* Given data
PR #3089, opened 2017-04-26
Fix yml indention

hacfi:
### Proposed changes

Reading the docs at https://docs.docker.com/compose/compose-file/#restartpolicy I noticed the indention was wrong so I fixed it.


johndmulhausen:
Yes, thank you @hacfi !

PR #3090, opened 2017-04-26
Update docker-compose index.md

andyneff:
### Proposed changes

There were a number of things wrong with the `restart` definition section

1. The volumes **note** came after the restart section rather than before
2. The restart command used array notation rather than map. This is confusing to those unfamiliar with yaml and inconsistent with the rest of the documentation
3. Using `docker-compose` myself, saying `restart: no` does not work, but `restart: "no"` does. 

```
ERROR: The Compose file './docker-compose.override.yml' is invalid because:
services.letsencrypt.restart contains an invalid type, it should be a string
```


johndmulhausen:
Thanks, @andyneff, these are great fixes. 👍

PR #3093, opened 2017-04-27
Wrong order of docker compose restart section

Vanuan:
### Proposed changes
Fix restart being placed in the middle of volume section


joaofnfernandes:
Thanks for the contribution 🐳

PR #3097, opened 2017-04-27
Remove copy error syslog TCP+TLS options example

SamLR:
The syslog TCP+TLS example suggests that the relevant options are `syslog-tls-ca-cert=syslog-tls-ca-cert=...`, `syslog-tls-cert=syslog-tls-ca-cert=...` and `syslog-tls-key=syslog-tls-ca-cert=...`. This corrects this example.


johndmulhausen:
Yeesh, looks like someone's copy/paste didn't work out. Thanks, @SamLR, nice catch.

PR #3100, opened 2017-04-27
Update part2.md

99887710:


johndmulhausen:
Shouldn't be necessary. Also, I get this message on Docker for Mac right now:

```
$ docker-machine ip
Error: No machine name(s) specified and no "default" machine exists
```

PR #3111, opened 2017-04-28
Update index.md

scjane:


johndmulhausen:
@scjane I like the second change, but can we leave the use of "their" in there? I think it reads better.

PR #3120, opened 2017-04-28
Update how users download the db file for scanning

sarahpark:


toli:
do you want to include the screenshots that we've been sending through? or do you think it's unnecessary?
maybe just the last screenshot?
image

joaofnfernandes:
Yup, screenshots make it easy to scan the content and find what you need without wasting time. Can you include on @sarahpark ?

sarahpark:
@joaofnfernandes just added screenshots in another commit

* Task to carry out
Scan each line of the entries above for the word "example" and report how many lines contain it, with nothing else.

* Response to this task
2